■ **WORK TO BE COMPLETED**
Go through the entries below. Copy out every line that contains "plugins".

■ **TASK MATERIAL**
================================

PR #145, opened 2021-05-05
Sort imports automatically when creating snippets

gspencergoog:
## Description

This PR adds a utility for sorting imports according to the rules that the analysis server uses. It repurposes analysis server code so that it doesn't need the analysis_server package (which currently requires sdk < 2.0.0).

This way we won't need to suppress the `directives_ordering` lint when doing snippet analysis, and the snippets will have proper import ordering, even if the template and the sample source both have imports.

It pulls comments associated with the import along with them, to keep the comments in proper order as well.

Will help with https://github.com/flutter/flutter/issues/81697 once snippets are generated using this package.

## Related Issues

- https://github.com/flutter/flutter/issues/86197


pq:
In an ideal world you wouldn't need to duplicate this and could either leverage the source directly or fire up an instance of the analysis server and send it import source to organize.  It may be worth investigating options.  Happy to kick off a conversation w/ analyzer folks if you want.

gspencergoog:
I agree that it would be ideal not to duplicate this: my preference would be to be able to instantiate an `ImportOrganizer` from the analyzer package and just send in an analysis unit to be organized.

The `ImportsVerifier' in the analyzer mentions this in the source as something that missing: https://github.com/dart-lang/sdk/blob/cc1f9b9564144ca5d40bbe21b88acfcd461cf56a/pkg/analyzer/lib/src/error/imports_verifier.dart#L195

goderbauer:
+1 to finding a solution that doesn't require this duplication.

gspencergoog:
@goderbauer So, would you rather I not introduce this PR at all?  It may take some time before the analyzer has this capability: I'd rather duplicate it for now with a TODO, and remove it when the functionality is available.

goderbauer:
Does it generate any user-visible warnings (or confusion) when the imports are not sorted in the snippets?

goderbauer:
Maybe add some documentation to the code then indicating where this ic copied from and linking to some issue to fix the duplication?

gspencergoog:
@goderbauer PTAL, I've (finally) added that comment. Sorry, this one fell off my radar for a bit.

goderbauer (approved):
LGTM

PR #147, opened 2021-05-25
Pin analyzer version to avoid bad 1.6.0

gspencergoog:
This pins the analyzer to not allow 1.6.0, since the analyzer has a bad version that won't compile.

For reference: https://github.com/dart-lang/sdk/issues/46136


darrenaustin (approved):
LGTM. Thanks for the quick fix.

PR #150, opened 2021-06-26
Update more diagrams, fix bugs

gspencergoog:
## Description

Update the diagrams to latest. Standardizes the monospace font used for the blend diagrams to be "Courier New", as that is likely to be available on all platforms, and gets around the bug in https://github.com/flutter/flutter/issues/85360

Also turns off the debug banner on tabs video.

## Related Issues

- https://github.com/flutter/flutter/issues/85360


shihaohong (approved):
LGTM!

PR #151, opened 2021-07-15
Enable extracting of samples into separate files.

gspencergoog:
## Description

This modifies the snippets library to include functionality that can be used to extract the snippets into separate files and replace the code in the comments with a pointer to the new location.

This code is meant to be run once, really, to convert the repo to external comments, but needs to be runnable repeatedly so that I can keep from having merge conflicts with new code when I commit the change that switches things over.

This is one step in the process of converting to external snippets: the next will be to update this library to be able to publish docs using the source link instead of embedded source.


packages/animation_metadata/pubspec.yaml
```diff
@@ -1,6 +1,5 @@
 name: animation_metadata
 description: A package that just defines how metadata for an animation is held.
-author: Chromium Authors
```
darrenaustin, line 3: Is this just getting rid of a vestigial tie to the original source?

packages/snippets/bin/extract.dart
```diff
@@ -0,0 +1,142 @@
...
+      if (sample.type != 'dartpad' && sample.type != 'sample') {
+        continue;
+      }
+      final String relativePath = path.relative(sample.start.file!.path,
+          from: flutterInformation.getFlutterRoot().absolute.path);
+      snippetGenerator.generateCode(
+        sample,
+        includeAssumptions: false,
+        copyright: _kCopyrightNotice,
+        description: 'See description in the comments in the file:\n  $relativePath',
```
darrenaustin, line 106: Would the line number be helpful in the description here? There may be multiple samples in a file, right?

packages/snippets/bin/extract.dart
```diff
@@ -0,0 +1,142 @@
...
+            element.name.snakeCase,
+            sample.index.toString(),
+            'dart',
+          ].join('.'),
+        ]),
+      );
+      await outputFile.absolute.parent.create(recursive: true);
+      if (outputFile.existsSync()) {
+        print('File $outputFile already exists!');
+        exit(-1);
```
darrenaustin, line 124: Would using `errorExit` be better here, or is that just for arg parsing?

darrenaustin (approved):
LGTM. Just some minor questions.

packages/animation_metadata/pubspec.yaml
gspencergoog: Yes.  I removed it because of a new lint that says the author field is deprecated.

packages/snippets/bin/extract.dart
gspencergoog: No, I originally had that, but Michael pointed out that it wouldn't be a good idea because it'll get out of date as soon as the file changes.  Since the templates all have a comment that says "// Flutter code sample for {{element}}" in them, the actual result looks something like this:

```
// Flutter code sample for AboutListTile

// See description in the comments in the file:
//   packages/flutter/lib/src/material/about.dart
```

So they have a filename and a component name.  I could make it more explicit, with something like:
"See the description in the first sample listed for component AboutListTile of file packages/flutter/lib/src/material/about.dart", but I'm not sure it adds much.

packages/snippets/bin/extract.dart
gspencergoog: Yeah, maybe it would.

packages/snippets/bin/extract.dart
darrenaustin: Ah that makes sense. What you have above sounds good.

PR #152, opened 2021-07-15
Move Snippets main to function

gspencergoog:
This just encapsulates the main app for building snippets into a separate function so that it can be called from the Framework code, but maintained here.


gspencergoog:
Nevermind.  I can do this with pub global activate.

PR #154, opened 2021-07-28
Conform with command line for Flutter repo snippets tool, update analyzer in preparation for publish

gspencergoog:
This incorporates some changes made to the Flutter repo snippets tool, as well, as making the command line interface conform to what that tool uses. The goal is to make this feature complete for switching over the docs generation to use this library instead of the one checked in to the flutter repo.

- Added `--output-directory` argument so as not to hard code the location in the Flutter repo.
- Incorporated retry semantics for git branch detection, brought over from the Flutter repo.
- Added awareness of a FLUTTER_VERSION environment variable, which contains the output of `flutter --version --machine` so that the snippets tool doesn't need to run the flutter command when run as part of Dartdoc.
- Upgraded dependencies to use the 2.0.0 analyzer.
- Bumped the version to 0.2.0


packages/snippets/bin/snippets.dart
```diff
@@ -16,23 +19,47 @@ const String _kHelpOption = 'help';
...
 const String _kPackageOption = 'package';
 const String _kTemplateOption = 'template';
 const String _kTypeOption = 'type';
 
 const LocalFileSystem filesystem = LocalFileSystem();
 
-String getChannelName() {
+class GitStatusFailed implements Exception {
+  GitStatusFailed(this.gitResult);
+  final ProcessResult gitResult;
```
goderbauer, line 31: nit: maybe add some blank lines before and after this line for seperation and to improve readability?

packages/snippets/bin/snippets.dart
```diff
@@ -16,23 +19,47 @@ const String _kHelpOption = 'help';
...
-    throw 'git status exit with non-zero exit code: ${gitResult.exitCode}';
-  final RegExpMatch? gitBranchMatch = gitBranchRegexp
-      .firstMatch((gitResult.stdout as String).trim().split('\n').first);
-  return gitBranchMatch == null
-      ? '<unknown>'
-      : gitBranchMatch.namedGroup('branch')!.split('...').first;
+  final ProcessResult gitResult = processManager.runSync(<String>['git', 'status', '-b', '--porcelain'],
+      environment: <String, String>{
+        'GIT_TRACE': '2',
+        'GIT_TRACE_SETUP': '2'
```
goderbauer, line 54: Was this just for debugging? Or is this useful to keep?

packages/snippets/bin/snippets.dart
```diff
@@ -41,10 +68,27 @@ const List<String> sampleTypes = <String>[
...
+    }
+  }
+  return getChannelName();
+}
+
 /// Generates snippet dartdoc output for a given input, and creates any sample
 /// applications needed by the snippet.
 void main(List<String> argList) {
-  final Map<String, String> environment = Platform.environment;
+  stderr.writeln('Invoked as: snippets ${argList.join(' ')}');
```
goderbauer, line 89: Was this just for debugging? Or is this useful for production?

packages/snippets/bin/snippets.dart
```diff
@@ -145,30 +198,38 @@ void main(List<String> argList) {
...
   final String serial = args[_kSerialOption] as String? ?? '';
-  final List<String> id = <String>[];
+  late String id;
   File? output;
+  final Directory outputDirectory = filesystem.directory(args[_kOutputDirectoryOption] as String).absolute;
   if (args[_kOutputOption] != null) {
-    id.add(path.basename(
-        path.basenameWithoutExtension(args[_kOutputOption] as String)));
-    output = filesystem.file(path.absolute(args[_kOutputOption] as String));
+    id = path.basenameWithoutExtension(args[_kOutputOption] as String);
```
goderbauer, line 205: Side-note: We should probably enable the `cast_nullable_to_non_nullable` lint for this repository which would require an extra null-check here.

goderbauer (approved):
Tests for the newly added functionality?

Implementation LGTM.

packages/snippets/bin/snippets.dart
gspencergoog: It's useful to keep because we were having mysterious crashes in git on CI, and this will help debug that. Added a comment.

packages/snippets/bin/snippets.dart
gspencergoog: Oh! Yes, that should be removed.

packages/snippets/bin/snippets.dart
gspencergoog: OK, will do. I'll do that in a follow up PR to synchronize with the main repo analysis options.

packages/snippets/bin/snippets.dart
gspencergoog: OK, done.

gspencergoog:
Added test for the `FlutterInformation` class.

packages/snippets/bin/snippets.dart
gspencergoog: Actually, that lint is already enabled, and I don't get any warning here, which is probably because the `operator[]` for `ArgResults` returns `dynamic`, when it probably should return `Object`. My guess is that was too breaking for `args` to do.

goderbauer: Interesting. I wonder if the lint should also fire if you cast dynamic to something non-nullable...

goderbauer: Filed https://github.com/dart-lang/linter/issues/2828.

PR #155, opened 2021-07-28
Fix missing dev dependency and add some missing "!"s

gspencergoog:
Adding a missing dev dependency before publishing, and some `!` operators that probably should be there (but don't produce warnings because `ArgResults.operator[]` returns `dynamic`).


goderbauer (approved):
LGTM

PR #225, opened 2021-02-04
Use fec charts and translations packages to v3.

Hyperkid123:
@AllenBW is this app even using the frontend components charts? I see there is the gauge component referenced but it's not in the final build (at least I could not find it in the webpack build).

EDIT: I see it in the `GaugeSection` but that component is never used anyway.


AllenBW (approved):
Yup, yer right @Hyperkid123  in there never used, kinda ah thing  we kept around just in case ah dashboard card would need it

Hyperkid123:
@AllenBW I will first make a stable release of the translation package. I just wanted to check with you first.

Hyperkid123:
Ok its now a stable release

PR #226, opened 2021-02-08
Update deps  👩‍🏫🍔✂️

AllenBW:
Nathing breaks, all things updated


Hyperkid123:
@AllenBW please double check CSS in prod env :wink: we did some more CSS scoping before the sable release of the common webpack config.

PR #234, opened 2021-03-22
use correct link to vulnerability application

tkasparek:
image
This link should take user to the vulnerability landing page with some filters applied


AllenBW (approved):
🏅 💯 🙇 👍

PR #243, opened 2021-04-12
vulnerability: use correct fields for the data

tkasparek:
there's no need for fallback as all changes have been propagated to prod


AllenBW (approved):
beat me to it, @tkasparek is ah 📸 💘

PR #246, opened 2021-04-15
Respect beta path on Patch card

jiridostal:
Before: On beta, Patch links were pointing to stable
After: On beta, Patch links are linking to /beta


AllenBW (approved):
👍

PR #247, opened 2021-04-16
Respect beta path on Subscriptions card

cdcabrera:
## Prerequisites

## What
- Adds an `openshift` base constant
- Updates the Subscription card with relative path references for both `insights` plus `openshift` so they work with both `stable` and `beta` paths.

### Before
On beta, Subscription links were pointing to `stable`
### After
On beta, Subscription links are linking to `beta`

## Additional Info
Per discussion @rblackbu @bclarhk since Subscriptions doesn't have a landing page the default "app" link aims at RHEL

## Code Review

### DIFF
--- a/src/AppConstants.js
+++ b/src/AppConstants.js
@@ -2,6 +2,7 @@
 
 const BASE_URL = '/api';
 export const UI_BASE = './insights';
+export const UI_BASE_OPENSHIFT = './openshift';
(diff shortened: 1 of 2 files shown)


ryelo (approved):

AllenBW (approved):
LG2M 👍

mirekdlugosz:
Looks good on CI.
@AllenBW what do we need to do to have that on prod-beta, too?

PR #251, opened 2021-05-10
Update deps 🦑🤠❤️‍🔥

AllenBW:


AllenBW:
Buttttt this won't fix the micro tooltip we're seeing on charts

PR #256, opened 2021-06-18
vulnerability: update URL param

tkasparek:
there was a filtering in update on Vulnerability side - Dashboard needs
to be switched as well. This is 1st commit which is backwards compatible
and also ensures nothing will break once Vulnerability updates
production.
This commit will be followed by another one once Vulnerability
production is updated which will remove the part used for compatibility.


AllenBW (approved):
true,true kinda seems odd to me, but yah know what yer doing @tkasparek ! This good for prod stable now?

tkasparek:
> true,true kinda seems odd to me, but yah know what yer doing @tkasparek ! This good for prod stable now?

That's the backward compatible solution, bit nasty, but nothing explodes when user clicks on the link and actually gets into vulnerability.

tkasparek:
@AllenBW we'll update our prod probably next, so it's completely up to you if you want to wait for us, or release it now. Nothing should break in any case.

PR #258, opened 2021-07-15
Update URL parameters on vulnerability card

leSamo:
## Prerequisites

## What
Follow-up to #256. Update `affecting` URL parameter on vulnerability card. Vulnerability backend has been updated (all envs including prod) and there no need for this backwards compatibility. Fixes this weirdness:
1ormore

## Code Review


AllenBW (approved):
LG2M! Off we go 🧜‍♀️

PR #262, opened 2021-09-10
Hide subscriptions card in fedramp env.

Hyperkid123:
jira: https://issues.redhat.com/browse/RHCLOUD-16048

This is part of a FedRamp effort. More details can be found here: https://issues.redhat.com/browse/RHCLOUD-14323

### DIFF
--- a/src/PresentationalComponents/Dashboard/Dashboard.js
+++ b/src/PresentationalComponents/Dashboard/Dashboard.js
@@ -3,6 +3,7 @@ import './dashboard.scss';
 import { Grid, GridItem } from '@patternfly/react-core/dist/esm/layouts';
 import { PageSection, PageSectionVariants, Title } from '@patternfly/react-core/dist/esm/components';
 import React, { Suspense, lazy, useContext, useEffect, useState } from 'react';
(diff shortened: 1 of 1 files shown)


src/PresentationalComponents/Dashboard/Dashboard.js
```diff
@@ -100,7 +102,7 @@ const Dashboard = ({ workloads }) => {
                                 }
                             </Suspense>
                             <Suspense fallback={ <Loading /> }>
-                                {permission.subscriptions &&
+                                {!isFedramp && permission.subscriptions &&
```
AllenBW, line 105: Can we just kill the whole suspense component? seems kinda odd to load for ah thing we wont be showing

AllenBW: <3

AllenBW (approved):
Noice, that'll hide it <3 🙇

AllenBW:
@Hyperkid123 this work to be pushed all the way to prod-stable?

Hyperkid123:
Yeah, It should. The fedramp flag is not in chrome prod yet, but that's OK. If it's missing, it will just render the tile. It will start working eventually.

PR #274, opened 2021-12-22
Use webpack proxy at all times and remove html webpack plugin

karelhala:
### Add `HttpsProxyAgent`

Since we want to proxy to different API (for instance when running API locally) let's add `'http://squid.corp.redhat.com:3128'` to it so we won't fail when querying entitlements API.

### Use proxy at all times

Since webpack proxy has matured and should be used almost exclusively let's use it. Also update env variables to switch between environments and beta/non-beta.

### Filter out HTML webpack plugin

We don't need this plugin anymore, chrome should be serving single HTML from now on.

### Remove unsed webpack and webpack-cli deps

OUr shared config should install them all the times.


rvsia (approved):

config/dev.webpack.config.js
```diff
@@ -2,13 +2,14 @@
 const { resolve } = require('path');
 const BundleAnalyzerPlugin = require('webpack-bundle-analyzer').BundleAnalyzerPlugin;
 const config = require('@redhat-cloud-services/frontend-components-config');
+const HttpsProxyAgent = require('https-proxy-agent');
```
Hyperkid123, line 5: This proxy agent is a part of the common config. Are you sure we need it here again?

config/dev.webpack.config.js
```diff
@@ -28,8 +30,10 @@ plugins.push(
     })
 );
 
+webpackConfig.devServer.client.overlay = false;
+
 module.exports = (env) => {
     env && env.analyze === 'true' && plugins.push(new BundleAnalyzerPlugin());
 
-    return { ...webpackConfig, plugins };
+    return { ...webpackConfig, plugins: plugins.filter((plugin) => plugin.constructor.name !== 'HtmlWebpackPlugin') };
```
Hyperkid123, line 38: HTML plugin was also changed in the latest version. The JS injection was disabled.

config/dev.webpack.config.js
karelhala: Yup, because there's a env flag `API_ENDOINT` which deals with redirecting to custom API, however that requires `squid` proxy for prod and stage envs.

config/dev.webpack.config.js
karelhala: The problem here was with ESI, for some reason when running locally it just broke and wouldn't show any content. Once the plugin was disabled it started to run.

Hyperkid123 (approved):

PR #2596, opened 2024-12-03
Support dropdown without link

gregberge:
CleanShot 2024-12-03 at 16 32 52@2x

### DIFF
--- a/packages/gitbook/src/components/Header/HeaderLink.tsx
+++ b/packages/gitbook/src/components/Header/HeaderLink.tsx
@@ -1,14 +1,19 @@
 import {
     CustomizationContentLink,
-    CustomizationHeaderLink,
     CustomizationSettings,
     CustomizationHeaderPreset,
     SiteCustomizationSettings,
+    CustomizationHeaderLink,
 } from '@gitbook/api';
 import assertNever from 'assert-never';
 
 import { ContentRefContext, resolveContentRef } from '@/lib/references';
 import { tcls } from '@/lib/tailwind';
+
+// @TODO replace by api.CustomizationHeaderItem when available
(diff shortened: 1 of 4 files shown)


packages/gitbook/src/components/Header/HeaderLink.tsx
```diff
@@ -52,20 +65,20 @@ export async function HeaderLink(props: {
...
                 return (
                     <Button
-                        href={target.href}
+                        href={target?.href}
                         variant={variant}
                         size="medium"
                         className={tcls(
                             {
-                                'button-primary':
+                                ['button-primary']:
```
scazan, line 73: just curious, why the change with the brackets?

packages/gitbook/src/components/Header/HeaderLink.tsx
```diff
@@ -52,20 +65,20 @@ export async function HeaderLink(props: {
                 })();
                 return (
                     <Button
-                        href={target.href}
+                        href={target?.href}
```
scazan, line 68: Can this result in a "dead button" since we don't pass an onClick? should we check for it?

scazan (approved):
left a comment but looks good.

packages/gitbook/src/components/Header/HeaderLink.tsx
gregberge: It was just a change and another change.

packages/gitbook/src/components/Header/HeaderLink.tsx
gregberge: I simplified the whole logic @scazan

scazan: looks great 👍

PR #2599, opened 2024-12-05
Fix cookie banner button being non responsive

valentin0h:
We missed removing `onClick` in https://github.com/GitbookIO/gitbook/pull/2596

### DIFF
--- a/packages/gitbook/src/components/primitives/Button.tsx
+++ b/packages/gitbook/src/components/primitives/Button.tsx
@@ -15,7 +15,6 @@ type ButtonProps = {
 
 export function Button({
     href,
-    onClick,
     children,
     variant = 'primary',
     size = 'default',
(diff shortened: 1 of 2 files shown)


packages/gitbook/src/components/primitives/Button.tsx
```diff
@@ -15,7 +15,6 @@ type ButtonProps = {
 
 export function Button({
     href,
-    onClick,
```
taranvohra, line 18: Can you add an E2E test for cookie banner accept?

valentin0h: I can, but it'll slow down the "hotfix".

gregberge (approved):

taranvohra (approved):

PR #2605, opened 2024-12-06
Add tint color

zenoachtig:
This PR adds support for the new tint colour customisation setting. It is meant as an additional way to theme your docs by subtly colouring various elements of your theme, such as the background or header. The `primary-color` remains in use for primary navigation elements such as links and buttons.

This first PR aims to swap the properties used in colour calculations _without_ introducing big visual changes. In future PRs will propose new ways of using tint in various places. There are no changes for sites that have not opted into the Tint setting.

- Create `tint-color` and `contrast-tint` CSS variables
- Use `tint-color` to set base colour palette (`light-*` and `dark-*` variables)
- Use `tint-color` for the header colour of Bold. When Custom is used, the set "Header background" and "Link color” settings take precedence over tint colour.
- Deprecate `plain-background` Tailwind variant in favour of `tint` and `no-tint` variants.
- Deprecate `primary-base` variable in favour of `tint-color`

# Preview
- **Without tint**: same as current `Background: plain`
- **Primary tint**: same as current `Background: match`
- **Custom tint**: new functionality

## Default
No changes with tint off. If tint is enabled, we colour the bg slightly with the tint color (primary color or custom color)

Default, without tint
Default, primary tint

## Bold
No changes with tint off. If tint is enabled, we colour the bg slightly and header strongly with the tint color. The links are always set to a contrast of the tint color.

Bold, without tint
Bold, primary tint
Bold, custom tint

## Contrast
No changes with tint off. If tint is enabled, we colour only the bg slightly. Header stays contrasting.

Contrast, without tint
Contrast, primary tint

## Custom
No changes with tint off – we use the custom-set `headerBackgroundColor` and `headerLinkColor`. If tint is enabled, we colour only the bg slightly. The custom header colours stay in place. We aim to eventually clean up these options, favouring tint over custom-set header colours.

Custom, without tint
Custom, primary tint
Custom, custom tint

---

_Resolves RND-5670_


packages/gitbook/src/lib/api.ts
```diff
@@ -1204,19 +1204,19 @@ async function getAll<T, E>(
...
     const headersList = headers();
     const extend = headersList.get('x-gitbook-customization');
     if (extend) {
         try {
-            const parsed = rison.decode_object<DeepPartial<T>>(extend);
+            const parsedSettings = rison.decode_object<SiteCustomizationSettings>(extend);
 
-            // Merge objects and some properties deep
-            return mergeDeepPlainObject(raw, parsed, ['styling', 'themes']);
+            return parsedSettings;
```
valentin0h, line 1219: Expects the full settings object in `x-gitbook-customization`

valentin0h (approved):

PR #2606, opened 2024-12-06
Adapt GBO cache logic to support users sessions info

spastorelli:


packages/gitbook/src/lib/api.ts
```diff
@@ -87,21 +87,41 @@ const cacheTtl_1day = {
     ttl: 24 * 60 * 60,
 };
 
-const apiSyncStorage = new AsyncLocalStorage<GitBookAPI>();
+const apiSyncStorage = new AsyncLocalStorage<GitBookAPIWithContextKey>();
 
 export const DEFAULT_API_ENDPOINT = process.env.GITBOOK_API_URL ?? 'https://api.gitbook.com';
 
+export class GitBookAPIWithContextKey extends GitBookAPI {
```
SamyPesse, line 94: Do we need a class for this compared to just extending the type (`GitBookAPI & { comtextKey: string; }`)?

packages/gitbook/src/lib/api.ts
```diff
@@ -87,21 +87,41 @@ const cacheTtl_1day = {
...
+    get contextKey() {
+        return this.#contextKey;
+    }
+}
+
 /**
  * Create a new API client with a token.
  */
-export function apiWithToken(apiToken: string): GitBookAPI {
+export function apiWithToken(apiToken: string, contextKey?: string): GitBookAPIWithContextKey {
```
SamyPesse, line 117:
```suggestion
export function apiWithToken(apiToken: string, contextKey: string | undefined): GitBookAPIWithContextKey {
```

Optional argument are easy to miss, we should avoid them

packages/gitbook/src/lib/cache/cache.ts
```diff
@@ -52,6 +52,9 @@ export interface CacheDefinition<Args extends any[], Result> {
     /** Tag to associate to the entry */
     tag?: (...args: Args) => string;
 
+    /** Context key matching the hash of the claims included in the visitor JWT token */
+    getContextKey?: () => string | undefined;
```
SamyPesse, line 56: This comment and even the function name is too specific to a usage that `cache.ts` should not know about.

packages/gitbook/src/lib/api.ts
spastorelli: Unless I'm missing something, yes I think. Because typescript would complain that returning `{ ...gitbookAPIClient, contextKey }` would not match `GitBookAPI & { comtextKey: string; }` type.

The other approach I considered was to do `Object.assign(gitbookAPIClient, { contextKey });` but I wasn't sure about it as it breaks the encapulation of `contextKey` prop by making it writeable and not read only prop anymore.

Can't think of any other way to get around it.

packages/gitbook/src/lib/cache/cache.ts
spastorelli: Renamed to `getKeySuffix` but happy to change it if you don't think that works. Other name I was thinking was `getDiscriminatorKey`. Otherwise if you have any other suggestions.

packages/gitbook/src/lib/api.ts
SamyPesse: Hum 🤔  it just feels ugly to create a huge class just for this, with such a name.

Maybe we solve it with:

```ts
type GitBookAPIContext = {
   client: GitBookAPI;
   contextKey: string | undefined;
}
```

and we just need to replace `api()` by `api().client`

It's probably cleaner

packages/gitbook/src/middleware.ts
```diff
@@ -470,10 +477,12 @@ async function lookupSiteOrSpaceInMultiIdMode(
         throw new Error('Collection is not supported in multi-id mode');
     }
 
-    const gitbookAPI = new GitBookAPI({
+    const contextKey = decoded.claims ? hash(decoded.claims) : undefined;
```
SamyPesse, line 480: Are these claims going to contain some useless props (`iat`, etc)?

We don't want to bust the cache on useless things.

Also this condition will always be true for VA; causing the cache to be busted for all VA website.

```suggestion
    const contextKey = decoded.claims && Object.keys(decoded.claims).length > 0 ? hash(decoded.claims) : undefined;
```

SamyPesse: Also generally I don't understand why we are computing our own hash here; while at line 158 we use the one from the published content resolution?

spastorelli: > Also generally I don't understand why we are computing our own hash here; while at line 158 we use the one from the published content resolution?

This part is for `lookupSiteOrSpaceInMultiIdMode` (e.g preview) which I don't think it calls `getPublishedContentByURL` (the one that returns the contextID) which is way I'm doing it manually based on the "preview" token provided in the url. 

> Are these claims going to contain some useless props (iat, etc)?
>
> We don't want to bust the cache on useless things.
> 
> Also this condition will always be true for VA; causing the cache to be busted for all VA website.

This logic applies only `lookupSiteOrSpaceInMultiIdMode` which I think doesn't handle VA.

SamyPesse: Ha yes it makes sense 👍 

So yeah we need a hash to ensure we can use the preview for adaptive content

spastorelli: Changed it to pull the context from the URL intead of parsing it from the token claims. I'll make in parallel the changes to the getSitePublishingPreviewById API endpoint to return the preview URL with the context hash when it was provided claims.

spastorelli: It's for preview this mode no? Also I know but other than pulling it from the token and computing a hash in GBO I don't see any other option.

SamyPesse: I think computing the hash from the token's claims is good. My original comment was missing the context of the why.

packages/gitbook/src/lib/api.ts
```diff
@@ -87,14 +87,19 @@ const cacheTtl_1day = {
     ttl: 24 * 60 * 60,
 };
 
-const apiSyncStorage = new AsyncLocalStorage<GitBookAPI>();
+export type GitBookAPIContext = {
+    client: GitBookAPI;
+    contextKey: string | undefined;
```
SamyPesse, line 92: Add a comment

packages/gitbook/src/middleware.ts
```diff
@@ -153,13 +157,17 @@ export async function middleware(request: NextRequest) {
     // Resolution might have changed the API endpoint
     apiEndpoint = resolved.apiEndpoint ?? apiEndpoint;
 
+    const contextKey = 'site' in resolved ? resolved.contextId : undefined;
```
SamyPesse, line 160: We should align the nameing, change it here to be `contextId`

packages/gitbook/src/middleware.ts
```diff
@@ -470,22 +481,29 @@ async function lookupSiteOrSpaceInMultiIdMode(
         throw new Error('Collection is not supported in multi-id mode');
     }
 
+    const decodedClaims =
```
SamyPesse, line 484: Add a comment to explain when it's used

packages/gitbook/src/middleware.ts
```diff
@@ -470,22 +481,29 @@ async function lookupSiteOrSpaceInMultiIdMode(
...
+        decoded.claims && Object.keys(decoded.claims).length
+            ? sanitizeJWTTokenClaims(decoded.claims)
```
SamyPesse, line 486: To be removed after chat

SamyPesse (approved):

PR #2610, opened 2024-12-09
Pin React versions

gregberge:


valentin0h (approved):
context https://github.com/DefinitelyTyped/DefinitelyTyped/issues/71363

================================

■ **EXERCISE OUTPUT**
@@ -28,8 +30,10 @@ plugins.push(
     env && env.analyze === 'true' && plugins.push(new BundleAnalyzerPlugin());
-    return { ...webpackConfig, plugins };
+    return { ...webpackConfig, plugins: plugins.filter((plugin) => plugin.constructor.name !== 'HtmlWebpackPlugin') };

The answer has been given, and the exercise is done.